As described above, when the reduction is performed in a hydrogen atmosphere in the presence of the first protective group (Cbz group), the second protective group (acetyl group) and the benzyl ether group, only the Cbz group can be selectively deprotected. did it.

Claims (8)

The salt of the isolated compound containing the amide group represented by the following formula | equation (1).

(In the formula, M represents an element belonging to Group 1 of the periodic table, P represents a first protecting group of an amine represented by the following formula (2), and Q is represented by the following formula (3). Represents the second protecting group of the amine.)
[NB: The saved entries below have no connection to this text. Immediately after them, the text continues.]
PR #223, opened 2019-02-06
[PLATFORM-315] Copy snippet dialog

juhah:
Implemented copy snippet dialog for streams. Includes shared `CodeSnippet` component adapted from #226. Can be tested in the streams listing page.

screen shot 2019-02-07 at 12 50 43
screen shot 2019-02-07 at 12 50 53


app/src/shared/components/CodeSnippet/index.jsx
```diff
@@ -0,0 +1,39 @@
...
+    className,
+    children,
+}: Props) => (
+    <SyntaxHighlighter
+        language={language}
+        style={githubGist}
+        wrapLines={wrapLines}
+        showLineNumbers={showLineNumbers}
+        className={cx(styles.codeSnippet, className)}
+    >{children}{/* eslint-disable-line react/jsx-closing-tag-location */}</SyntaxHighlighter>
```
tumppi: Hmm, why is this `eslint-disable` needed 🤔

app/src/userpages/components/SnippetDialog/index.jsx
```diff
@@ -0,0 +1,153 @@
...
+            copy(snippets[selectedLanguage])
+
+            this.setState({
+                copied: true,
+            })
+            if (this.timeout) {
+                clearTimeout(this.timeout)
+            }
+            this.timeout = setTimeout(() => {
+                this.setState({
```
tumppi: Maybe we should implement this `copy` functionality in a self-contained component? This pattern of controlling the `copy`/`copied` text appears to be occurring in at least a couple of different places.

app/src/shared/components/CodeSnippet/index.jsx
juhah: Putting the tags on a new line gave also extra lines in the snippet so this is to get around the error that the tag should be placed on the next line.

app/src/userpages/components/SnippetDialog/index.jsx
juhah: Yes, good idea! Were you thinking something like this?

```
  <CopyProvider>
  	{(copyFn, copied) => (
  		<button onClick={copyFn}>{copied ? 'Copy' : 'Copied'}</button>
  	)}
  </CopyProvider>
```

tumppi: That would work 👌The provider should also take care of handling the timeout.

juhah: Might actually be more work than it initially seems :) I'll leave it out for now.

app/src/userpages/components/SnippetDialog/snippetDialog.pcss
```diff
@@ -0,0 +1,46 @@
...
+}
+
+.footer {
+  display: flex;
+  width: 100%;
+}
+
+.language {
+  span {
+    color: #0324FF;
```
fonty1: This should be font-size: 14px

app/src/userpages/components/SnippetDialog/snippetDialog.pcss
```diff
@@ -0,0 +1,46 @@
...
+  }
+}
+
+.library {
+  margin-left: 1rem;
```
fonty1: Hit the gas on this, maybe go up to `1.5rem` 😎

fonty1:
Switching to Javascript -> Java -> Javascript shakes up the horizontal line for some reason: 

screenshot 2019-02-11 at 12 34 09

timoxley:
@juhah I noticed the tabs style changed in this PR:
https://www.chromaticqa.com/snapshot?appId=5bf8ea538165920024d322ff&id=5c656a49601dd4002412c686

Is this correct?

PR #227, opened 2019-02-08
Prevent login redirect occurring before auth has been checked

timoxley:
Not sure where this behaviour change was introduced (???!) but for some reason the app now seems to want to re-authenticate on every page refresh.

This issue is that the `redux-auth-wrapper`'s `authenticatingSelector` does a check for the `user.isFetchingUserData` flag to determine whether authentication is in progress:

https://github.com/streamr-dev/streamr-platform/blob/c9bbd6fed56d486951690a7ad3d1f0bbe613dbab/app/src/marketplace/utils/auth.js#L20-L23

And `pollLogin` calls `getUserData` which sets the `user.isFetchingUserData` flag, however *it doesn't get executed until `onComponentDidMount`*:

https://github.com/streamr-dev/streamr-platform/blob/c9bbd6fed56d486951690a7ad3d1f0bbe613dbab/app/src/marketplace/containers/GlobalInfoWatcher/index.jsx#L57-L70

This occurs *after* the `authenticatingSelector`/`authenticatedSelector` checks have already detected that there's no user and there's no user loading, thus issuing the redirect 💥

----

The fix is to treat the lack of both `userData` and `userDataError` as "authenticating" i.e. don't consider redirecting until *after* either `userData` or `userDataError` exist.

I'm actually most confused as to why this "worked" before.

### DIFF
--- a/app/src/marketplace/utils/auth.js
+++ b/app/src/marketplace/utils/auth.js
@@ -20,7 +20,7 @@ export const userIsAuthenticated = connectedReduxRedirect({
     authenticatingSelector: isAuthenticating,
     // If selector is true, wrapper will not redirect
     // For example let's check that state contains user data
-    authenticatedSelector: (state) => selectUserData(state),
+    authenticatedSelector: (state) => !!selectUserData(state),
     // A nice display name for this check
     wrapperDisplayName: 'UserIsAuthenticated',
     redirectAction: (newLoc) => (dispatch) => {
--- a/app/src/marketplace/utils/auth.js
+++ b/app/src/marketplace/utils/auth.js
@@ -4,7 +4,7 @@ import { connectedRouterRedirect, connectedReduxRedirect } from 'redux-auth-wrap
 import locationHelperBuilder from 'redux-auth-wrapper/history4/locationHelper'
 import queryString from 'query-string'
 
-import { selectUserData, selectFetchingExternalLogin, selectFetchingUserData } from '$shared/modules/user/selectors'
+import { selectUserData, isAuthenticating } from '$shared/modules/user/selectors'
 import { startExternalLogin } from '$shared/modules/user/actions'
 
 import { getLoginUrl } from './login'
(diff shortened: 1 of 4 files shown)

(In the formula, R ¹ and R ² each independently represents a hydrocarbon group which may have a substituent.) R ¹ and R ^{2 in} formulas (2) and (3) each independently have an alkyl group which may have a substituent, an alkenyl group which may have a substituent, or a substituent. Of the isolated compound containing an amide group according to claim 1, which is an alkynyl group which may be substituted, an aryl group which may have a substituent or an aralkyl group which may have a substituent. salt.   P in the formula (1) is a Cbz (benzyloxycarbonyl) group, a Boc (tert-butoxycarbonyl) group, a Troc (2,2,2-trichloroethoxycarbonyl) group or an Alloc (allyloxycarbonyl) group. A salt of an isolated compound comprising the amide group according to claim 1 or 2. Salts of R ² in the formula (3) is an alkyl group having 1 to 4 carbon atoms, a compound isolated containing amide groups according to claim 1.   The reagent for amide group introduction | transduction which is a salt of the isolated compound containing the amide group in any one of Claims 1-4. A method for producing a salt of an isolated compound comprising the amide group according to any one of claims 1 to 4,
The compound represented by the following formula (4) and the compound represented by the following formula (5) are reacted,

(In the formula, R ³ represents a halogen atom or —OQ.)
Converting to a compound represented by the following formula (6):

A step of reacting a compound represented by the formula (6) obtained in the step with a compound represented by the following formula (7):

A manufacturing method comprising: Reacting a salt of an isolated compound comprising the amide group according to any one of claims 1 to 4 with a substrate compound having an electron withdrawing group;
A method for synthesizing an amide compound using a salt of an isolated compound containing an amide group.   The synthesis method according to claim 7, wherein the electron withdrawing group is a halogen atom, an alkylsulfonyl group which may have a substituent, or an arylsulfonyl group which may have a substituent.